▶ **Exercise requirements**
Where does the string "clientId" appear in the records? Copy every line that contains it.
-------- Data extracts
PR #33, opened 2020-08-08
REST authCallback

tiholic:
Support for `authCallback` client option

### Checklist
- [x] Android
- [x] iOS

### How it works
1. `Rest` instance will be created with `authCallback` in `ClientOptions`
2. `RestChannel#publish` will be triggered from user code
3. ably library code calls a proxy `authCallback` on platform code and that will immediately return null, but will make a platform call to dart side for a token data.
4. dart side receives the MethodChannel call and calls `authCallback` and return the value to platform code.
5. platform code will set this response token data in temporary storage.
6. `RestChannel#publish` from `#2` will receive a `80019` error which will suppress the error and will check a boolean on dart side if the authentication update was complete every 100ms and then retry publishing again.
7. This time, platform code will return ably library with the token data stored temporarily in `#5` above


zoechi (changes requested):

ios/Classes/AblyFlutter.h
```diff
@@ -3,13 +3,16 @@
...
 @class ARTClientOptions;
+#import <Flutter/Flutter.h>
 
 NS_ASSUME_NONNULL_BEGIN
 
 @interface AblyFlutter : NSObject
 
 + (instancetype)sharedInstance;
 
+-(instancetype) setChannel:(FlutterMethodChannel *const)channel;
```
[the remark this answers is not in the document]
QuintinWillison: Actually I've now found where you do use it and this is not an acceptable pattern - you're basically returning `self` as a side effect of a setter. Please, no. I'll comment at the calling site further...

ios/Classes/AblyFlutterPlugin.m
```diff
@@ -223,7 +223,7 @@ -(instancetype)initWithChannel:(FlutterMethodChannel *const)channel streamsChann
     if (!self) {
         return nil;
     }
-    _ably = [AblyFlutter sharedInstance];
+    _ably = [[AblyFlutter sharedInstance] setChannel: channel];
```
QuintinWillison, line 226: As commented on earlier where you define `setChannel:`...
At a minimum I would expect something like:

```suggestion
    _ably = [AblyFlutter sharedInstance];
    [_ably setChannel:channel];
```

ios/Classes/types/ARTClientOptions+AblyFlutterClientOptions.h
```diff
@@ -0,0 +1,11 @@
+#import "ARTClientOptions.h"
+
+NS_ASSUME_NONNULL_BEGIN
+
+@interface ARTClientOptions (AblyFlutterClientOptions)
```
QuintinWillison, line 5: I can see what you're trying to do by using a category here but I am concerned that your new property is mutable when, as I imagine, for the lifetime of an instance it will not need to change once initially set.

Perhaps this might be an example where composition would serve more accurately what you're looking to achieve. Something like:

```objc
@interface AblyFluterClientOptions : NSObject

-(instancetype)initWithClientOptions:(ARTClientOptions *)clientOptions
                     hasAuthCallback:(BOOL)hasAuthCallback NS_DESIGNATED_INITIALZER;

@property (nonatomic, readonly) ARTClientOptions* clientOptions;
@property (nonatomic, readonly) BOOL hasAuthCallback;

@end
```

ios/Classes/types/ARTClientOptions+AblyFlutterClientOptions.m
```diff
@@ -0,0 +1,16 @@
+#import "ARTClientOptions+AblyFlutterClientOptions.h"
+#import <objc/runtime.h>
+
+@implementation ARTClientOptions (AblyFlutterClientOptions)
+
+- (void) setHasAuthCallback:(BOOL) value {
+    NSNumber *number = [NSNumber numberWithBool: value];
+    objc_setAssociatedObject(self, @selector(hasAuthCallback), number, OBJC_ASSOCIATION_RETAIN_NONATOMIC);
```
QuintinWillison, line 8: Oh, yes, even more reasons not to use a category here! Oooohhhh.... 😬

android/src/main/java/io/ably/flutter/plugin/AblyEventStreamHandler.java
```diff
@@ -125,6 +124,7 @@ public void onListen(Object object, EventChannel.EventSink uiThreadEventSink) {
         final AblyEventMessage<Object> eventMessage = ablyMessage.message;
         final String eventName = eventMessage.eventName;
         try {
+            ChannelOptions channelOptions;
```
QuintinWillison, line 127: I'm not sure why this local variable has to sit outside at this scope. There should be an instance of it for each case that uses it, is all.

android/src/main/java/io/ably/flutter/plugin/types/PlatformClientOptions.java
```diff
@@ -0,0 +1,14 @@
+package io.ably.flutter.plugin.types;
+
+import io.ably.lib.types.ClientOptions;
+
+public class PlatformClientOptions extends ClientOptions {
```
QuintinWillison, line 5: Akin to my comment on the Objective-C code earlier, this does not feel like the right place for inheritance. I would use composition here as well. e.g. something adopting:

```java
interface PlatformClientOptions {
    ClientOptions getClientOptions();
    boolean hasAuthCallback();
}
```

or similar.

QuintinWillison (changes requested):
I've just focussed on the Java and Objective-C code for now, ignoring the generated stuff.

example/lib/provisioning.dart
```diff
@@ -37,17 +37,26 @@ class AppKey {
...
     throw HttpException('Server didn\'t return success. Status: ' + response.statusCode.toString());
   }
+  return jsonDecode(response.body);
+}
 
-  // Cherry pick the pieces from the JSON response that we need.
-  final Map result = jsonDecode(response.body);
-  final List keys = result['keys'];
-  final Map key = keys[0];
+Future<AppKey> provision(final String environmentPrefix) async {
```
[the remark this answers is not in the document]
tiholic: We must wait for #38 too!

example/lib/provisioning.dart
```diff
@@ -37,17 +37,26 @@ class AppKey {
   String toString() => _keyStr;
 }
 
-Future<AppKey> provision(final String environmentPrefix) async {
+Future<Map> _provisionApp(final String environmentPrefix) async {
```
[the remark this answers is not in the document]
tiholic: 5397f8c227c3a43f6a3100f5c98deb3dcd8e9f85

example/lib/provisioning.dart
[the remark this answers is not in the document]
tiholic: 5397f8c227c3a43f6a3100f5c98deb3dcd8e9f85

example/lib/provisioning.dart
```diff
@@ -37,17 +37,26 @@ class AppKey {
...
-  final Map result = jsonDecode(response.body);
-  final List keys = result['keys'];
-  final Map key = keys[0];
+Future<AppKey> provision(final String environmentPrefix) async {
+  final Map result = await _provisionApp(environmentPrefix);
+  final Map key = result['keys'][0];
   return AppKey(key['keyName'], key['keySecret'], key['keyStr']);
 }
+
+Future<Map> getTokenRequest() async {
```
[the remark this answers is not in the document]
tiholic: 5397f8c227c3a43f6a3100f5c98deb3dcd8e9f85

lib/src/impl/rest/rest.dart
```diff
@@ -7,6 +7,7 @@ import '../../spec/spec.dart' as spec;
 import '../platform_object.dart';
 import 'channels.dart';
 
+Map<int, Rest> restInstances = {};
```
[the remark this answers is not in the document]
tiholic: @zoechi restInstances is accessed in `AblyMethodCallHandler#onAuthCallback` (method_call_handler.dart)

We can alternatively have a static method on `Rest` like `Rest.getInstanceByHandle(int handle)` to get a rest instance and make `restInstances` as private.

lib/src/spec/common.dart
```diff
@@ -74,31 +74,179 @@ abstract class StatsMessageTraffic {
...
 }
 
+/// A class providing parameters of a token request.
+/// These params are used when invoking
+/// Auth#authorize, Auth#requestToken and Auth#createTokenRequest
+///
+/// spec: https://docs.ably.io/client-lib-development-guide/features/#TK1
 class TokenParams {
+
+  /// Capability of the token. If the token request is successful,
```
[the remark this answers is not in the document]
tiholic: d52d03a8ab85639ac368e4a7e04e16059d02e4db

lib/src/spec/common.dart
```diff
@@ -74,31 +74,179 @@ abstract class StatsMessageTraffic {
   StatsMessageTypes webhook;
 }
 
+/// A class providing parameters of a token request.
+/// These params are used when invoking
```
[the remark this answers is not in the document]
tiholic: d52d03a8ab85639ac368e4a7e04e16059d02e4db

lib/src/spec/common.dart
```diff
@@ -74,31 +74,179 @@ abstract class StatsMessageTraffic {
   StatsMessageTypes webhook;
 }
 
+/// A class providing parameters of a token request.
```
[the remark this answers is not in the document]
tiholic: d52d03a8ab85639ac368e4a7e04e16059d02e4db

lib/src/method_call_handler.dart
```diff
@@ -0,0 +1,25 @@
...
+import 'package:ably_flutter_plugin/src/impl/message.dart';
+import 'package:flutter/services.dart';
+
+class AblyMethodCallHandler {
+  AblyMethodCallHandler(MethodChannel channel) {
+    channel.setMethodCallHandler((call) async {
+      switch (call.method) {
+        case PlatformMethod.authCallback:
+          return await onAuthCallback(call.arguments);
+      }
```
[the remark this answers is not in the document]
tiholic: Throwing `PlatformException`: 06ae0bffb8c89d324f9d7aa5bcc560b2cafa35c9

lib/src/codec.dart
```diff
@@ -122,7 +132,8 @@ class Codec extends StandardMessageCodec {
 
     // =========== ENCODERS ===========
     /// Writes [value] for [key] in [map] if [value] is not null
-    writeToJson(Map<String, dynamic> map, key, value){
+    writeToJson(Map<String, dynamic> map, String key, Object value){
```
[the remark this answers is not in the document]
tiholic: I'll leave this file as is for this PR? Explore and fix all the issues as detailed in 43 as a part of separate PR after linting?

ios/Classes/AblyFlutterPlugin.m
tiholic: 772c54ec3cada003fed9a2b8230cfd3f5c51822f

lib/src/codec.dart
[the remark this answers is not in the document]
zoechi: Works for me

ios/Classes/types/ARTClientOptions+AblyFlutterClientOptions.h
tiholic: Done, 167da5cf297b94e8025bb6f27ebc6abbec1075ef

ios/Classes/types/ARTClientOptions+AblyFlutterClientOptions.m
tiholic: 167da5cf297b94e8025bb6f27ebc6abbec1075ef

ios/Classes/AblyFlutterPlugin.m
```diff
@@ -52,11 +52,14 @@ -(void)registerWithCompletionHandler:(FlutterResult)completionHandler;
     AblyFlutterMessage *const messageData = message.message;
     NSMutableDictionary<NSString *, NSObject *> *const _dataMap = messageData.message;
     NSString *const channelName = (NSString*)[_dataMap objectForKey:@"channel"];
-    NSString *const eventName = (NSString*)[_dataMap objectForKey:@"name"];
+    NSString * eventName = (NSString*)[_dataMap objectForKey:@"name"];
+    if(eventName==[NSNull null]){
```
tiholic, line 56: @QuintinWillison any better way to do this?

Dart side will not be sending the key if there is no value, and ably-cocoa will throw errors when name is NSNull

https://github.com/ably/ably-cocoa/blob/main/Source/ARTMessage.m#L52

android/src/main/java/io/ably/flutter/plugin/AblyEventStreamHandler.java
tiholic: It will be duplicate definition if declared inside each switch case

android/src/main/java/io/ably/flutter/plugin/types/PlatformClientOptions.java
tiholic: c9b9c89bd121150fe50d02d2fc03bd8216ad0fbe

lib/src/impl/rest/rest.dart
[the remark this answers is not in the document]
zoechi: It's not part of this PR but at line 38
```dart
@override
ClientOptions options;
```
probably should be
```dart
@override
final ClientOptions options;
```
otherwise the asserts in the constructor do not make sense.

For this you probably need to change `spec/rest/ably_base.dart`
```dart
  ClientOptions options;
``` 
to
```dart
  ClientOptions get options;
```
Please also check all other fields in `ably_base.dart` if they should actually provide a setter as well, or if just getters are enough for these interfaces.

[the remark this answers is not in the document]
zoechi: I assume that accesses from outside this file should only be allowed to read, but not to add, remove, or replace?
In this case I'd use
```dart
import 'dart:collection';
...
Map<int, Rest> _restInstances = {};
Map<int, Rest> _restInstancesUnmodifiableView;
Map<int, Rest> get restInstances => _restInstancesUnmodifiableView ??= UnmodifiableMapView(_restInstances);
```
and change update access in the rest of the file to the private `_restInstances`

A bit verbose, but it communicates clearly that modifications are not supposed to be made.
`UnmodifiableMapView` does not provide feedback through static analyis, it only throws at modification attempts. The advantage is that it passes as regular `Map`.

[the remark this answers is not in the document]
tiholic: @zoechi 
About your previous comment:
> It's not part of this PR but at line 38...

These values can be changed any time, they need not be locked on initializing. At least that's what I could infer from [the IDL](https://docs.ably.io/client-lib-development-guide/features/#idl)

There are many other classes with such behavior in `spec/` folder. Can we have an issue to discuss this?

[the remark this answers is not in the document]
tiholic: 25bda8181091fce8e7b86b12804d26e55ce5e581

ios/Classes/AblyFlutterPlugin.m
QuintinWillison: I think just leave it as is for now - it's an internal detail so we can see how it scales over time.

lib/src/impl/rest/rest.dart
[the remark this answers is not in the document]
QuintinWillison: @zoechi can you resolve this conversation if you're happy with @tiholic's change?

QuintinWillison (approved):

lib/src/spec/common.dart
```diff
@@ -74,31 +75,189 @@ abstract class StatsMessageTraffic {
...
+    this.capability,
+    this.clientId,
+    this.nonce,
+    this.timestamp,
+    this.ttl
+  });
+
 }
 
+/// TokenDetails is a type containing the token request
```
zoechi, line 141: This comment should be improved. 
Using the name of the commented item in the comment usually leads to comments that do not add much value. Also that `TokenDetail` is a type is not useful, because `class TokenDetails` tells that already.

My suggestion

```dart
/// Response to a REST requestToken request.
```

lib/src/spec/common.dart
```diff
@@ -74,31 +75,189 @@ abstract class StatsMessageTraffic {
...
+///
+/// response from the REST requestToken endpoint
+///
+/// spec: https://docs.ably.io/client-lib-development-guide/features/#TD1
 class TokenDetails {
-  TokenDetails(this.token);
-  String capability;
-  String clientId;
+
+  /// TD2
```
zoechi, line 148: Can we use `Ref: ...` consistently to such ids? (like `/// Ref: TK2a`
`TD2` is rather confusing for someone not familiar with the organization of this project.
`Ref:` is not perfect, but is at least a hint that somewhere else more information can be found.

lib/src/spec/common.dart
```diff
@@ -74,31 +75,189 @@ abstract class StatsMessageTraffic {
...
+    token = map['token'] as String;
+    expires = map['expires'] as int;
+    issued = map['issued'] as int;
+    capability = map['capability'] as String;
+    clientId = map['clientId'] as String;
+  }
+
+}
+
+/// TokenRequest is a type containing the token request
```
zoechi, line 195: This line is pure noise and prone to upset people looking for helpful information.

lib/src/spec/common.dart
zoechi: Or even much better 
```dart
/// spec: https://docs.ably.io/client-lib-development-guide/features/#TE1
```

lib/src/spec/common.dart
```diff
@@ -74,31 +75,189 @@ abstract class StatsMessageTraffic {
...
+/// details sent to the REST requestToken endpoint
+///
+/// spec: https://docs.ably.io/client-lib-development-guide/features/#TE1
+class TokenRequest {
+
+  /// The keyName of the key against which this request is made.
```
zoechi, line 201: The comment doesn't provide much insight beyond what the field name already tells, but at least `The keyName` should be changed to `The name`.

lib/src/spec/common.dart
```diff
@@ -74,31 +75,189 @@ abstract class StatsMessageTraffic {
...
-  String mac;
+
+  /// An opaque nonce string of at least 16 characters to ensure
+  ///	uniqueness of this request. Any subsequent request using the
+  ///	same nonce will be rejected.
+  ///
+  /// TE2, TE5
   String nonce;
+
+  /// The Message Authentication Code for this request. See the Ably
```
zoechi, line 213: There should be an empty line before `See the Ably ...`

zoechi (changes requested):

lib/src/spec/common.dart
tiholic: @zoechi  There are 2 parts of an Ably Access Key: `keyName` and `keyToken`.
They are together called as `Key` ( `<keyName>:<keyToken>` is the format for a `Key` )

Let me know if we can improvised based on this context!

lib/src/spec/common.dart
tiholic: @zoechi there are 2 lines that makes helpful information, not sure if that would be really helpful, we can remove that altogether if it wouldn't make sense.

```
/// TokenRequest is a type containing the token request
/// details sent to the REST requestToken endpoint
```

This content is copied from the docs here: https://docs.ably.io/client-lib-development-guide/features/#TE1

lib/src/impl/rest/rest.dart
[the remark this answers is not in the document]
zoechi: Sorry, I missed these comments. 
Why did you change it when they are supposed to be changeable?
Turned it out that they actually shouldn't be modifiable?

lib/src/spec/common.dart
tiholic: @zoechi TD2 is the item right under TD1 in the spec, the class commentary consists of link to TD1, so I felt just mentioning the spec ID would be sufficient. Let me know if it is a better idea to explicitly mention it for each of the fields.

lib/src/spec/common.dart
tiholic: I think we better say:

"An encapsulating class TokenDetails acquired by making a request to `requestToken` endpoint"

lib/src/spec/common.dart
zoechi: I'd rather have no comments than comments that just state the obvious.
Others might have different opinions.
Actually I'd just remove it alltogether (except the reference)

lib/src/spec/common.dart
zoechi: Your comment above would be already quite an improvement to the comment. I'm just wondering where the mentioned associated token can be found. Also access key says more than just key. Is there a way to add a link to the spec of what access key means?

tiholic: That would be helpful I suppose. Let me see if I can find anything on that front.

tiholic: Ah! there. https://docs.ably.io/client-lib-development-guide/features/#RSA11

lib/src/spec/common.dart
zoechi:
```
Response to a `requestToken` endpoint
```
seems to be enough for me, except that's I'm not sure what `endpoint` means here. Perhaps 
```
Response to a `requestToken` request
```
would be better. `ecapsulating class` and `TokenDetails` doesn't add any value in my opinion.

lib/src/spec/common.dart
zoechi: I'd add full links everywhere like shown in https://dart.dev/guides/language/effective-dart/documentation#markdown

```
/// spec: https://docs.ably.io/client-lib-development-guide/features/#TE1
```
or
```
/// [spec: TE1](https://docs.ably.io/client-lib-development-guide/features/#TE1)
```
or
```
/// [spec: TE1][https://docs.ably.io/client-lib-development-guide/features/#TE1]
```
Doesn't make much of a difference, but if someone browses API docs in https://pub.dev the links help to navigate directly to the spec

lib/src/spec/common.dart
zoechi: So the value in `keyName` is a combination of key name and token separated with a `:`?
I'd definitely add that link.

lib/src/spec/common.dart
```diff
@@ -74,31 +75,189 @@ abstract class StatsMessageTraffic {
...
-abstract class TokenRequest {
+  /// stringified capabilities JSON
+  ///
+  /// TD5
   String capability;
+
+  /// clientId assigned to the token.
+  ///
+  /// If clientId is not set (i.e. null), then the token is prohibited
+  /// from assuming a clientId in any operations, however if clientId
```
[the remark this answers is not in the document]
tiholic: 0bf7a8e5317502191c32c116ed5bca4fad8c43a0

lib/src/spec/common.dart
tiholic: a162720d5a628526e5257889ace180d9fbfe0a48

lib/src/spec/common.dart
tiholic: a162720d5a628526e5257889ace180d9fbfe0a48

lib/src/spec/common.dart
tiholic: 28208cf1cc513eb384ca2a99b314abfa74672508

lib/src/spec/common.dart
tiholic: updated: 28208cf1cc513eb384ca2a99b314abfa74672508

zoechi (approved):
----------------
▶ **Expected answer**
+    this.clientId,
-  String clientId;
+    clientId = map['clientId'] as String;
+  /// clientId assigned to the token.
+  /// If clientId is not set (i.e. null), then the token is prohibited
+  /// from assuming a clientId in any operations, however if clientId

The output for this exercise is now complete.